* [TASK STATEMENT] From the listing below, copy each line where "usually" occurs.

··········

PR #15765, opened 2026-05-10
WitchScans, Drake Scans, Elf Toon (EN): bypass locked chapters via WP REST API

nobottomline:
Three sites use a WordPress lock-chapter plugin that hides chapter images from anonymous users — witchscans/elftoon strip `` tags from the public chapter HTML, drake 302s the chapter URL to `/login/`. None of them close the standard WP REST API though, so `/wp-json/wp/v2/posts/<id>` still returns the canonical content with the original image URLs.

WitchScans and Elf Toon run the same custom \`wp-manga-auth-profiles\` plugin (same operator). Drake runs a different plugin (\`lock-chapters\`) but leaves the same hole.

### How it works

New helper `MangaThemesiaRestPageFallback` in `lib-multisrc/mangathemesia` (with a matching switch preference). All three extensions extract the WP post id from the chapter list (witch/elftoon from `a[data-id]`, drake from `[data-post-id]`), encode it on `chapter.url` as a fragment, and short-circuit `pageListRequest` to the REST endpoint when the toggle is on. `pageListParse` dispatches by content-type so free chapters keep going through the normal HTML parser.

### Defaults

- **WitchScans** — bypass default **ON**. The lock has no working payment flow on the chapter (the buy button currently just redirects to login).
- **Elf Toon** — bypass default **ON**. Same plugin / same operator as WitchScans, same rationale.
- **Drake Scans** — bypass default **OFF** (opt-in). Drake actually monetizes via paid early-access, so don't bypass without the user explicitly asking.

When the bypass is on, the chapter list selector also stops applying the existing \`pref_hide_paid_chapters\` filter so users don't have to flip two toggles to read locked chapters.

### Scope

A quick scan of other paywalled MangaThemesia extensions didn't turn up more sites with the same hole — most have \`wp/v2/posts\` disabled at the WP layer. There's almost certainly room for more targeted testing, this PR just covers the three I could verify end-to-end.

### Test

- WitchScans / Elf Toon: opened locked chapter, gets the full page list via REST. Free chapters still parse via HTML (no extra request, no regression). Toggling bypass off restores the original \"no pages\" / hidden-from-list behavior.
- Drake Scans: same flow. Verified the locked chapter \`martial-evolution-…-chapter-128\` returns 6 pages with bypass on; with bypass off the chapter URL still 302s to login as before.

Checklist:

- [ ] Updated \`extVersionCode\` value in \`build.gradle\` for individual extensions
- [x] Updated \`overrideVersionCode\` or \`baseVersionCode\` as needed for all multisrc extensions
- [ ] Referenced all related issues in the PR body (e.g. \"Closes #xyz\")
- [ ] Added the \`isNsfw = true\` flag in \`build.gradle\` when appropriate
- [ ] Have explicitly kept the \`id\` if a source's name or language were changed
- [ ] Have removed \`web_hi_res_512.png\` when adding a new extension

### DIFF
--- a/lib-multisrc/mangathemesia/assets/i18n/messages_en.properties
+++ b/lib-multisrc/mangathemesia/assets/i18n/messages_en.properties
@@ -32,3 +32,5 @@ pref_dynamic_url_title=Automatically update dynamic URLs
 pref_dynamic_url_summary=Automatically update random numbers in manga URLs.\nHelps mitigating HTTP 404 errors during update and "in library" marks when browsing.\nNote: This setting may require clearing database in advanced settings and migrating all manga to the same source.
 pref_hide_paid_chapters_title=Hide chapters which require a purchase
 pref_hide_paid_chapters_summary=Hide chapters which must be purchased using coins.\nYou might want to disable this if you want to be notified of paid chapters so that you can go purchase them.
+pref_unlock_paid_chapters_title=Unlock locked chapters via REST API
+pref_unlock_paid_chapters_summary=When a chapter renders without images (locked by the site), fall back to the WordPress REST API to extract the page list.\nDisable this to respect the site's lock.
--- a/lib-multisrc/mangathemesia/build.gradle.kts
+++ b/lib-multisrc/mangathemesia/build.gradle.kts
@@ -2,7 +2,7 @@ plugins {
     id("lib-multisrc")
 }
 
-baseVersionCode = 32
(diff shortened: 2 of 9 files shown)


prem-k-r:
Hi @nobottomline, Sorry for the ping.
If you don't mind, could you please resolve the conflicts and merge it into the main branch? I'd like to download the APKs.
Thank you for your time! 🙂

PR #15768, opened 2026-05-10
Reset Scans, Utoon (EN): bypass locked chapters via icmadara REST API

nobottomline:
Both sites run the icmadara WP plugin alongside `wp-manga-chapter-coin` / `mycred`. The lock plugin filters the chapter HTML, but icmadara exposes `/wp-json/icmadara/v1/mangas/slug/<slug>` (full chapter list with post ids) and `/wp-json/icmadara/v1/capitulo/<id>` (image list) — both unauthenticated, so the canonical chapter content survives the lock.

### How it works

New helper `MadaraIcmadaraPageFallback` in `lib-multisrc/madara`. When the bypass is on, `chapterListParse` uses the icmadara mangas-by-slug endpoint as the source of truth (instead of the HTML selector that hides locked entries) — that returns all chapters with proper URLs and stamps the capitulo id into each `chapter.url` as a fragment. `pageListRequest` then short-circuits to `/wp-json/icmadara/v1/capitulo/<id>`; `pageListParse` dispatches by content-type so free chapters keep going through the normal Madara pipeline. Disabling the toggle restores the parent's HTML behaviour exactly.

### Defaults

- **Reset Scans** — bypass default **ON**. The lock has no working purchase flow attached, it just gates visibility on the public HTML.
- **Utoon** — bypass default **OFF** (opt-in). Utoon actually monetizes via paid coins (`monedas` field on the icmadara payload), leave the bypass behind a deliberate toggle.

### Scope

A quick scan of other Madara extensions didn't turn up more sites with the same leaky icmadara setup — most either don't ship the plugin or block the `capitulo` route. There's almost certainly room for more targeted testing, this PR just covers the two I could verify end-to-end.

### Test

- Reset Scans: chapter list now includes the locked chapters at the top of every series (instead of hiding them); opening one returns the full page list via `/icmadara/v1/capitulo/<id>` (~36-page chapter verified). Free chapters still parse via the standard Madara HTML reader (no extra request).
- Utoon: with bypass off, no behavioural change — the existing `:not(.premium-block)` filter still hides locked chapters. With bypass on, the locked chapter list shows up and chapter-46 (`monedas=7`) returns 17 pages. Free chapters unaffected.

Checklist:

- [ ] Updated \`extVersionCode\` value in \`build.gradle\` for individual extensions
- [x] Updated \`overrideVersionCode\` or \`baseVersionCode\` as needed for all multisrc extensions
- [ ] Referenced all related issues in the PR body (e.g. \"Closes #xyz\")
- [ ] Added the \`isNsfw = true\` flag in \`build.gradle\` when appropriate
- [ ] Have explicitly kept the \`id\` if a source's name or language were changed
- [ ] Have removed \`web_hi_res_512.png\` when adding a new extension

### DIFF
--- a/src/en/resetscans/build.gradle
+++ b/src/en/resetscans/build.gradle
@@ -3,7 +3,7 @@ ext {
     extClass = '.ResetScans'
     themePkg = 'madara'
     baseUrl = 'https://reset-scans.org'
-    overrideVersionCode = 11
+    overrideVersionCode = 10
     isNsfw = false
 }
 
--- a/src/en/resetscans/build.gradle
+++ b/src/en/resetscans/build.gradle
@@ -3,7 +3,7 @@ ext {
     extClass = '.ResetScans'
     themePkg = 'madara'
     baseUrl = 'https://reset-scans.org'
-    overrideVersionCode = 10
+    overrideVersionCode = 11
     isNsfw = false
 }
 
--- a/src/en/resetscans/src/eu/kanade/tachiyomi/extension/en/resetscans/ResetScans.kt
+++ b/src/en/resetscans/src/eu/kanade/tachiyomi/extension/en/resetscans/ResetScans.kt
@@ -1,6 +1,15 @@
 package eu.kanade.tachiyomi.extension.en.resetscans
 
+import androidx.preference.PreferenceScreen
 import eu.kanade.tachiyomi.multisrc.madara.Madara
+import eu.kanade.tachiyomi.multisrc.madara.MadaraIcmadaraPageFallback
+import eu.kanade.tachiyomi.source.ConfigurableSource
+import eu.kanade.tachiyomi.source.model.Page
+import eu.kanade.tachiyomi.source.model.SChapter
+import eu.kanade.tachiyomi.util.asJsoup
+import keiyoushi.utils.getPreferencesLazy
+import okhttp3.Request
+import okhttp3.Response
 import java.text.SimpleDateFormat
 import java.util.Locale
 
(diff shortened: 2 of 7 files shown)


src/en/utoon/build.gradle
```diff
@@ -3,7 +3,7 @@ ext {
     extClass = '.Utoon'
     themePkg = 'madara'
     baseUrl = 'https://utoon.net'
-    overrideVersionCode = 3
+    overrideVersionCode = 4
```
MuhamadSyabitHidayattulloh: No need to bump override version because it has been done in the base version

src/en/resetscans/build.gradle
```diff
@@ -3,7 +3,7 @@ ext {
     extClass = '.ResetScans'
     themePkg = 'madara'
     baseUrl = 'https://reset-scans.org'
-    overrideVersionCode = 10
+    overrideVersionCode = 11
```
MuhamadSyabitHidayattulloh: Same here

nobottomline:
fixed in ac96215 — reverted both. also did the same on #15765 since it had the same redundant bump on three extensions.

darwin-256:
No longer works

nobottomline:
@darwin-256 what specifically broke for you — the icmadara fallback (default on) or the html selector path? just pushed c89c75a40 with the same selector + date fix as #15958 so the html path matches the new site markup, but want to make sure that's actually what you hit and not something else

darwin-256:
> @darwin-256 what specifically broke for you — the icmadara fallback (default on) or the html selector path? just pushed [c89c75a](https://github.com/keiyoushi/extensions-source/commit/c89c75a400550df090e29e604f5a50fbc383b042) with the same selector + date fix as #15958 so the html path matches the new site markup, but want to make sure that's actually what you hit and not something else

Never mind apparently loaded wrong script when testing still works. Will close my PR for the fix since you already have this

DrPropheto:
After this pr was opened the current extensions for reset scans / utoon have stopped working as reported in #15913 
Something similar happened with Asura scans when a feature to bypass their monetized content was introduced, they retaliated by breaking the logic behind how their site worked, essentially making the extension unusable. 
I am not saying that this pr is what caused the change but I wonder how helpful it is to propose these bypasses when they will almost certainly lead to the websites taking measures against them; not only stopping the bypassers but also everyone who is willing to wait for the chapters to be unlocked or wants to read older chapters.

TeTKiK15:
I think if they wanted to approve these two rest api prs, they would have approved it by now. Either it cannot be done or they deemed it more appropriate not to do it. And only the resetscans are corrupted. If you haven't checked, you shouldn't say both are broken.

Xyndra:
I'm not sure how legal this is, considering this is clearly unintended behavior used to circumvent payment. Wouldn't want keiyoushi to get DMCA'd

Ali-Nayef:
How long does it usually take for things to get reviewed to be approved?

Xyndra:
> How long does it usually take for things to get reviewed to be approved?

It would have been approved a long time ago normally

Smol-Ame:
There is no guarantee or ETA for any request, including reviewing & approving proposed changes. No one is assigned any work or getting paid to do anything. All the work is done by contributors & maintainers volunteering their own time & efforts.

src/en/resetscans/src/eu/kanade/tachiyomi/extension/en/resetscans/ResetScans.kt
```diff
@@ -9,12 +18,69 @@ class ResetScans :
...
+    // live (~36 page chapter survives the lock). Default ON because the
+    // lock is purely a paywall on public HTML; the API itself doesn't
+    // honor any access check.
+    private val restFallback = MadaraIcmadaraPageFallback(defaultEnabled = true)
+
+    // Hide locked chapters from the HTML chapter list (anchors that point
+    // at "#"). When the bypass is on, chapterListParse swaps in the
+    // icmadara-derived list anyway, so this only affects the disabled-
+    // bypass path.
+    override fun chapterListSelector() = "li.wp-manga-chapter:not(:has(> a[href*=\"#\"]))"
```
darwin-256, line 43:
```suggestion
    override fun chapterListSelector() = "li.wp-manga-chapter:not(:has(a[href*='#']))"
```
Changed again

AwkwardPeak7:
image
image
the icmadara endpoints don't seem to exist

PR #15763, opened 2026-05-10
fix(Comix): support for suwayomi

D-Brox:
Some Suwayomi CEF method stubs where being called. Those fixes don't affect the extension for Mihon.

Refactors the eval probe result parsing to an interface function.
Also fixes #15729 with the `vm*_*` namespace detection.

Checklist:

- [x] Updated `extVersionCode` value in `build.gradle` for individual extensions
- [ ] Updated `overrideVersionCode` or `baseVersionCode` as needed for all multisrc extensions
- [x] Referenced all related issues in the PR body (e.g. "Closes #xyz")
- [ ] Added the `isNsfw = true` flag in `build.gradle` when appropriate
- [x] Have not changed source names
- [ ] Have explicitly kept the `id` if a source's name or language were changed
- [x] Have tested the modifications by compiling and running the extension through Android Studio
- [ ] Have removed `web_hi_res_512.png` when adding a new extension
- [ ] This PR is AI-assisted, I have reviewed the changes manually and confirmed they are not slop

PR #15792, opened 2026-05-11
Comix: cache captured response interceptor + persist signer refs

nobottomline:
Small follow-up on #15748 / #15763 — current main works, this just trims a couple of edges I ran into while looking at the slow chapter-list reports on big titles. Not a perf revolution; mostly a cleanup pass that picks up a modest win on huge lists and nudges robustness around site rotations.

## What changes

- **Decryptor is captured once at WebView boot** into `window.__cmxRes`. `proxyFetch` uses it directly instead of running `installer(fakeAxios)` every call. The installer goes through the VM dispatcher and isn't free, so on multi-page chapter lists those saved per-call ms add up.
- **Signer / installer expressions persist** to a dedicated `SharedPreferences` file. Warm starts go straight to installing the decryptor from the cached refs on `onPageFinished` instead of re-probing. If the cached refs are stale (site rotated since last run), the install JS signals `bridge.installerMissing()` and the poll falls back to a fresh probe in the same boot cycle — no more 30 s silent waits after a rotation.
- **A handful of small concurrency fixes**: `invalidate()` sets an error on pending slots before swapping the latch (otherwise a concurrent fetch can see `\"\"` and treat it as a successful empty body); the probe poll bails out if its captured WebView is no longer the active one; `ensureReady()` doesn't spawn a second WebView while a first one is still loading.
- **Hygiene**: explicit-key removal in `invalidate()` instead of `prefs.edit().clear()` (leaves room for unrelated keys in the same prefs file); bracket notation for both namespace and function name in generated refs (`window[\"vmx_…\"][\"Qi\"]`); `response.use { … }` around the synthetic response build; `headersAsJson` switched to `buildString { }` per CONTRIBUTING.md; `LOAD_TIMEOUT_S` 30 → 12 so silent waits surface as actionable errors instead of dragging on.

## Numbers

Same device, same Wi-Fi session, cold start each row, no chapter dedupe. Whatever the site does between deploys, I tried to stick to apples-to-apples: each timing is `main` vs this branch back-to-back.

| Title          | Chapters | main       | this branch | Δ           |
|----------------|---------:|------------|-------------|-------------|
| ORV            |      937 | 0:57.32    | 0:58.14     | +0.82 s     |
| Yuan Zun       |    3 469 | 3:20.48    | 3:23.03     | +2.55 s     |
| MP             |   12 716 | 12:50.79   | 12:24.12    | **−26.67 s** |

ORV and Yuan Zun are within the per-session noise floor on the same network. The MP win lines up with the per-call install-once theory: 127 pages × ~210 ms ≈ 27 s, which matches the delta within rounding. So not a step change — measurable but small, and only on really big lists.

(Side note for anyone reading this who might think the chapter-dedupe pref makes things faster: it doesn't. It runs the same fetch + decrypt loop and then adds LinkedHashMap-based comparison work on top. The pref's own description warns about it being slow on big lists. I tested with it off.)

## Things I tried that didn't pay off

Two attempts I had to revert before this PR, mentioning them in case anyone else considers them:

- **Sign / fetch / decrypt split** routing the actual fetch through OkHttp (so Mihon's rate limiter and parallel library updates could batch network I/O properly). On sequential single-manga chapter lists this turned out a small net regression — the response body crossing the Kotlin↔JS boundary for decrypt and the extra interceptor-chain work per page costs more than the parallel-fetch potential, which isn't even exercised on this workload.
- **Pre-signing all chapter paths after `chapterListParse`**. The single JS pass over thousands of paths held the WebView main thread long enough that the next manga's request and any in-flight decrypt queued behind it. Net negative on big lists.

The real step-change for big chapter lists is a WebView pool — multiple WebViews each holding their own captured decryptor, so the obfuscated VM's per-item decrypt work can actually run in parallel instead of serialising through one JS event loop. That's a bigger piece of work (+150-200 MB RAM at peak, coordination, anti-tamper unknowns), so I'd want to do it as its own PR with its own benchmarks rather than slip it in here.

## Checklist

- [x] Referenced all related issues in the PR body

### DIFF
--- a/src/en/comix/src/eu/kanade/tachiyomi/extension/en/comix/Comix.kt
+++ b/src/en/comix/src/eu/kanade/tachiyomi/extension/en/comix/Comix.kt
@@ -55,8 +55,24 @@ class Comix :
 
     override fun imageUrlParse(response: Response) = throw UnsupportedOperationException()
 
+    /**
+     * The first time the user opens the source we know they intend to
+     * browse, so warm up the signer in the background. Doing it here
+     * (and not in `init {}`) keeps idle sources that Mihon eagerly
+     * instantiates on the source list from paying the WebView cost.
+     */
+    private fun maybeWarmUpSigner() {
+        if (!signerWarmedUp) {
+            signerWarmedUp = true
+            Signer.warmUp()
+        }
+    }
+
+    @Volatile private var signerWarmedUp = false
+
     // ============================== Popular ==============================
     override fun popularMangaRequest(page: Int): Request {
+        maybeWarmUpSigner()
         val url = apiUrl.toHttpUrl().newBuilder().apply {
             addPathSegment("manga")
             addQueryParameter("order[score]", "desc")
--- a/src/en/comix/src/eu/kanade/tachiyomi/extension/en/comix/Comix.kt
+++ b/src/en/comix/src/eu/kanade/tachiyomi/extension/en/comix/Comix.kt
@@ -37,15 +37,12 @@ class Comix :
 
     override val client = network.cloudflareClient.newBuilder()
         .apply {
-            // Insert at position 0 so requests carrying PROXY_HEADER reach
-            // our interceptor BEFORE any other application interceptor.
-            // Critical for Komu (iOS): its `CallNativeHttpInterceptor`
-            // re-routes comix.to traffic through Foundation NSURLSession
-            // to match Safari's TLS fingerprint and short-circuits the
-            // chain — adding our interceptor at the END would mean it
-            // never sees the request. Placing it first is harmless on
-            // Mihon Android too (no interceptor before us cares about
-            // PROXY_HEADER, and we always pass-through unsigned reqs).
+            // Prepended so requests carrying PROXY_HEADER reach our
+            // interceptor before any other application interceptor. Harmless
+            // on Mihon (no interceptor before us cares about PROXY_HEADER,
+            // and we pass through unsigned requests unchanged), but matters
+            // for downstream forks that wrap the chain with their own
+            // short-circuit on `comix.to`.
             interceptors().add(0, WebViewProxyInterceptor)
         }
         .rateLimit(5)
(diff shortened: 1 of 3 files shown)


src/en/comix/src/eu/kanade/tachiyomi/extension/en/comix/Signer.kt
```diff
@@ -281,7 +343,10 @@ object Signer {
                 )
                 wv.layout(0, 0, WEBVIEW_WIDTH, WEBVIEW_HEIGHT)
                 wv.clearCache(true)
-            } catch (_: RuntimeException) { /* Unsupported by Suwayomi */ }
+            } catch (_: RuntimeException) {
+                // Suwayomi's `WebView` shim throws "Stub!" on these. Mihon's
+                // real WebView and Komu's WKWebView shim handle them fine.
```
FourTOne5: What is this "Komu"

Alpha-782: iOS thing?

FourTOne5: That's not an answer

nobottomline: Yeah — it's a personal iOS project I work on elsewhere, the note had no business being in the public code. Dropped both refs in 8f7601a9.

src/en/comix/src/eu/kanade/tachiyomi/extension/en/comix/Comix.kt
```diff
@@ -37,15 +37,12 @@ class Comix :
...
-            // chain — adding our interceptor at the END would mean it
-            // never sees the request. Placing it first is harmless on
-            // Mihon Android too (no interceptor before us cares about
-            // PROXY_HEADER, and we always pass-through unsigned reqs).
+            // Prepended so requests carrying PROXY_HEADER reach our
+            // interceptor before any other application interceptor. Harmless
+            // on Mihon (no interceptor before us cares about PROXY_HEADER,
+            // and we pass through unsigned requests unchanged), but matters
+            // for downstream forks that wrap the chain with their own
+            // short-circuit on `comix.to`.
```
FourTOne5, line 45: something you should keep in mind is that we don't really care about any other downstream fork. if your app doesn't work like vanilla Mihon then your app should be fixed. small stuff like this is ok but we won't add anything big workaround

··········

* [WRITTEN REPLY]
How long does it usually take for things to get reviewed to be approved?
> How long does it usually take for things to get reviewed to be approved?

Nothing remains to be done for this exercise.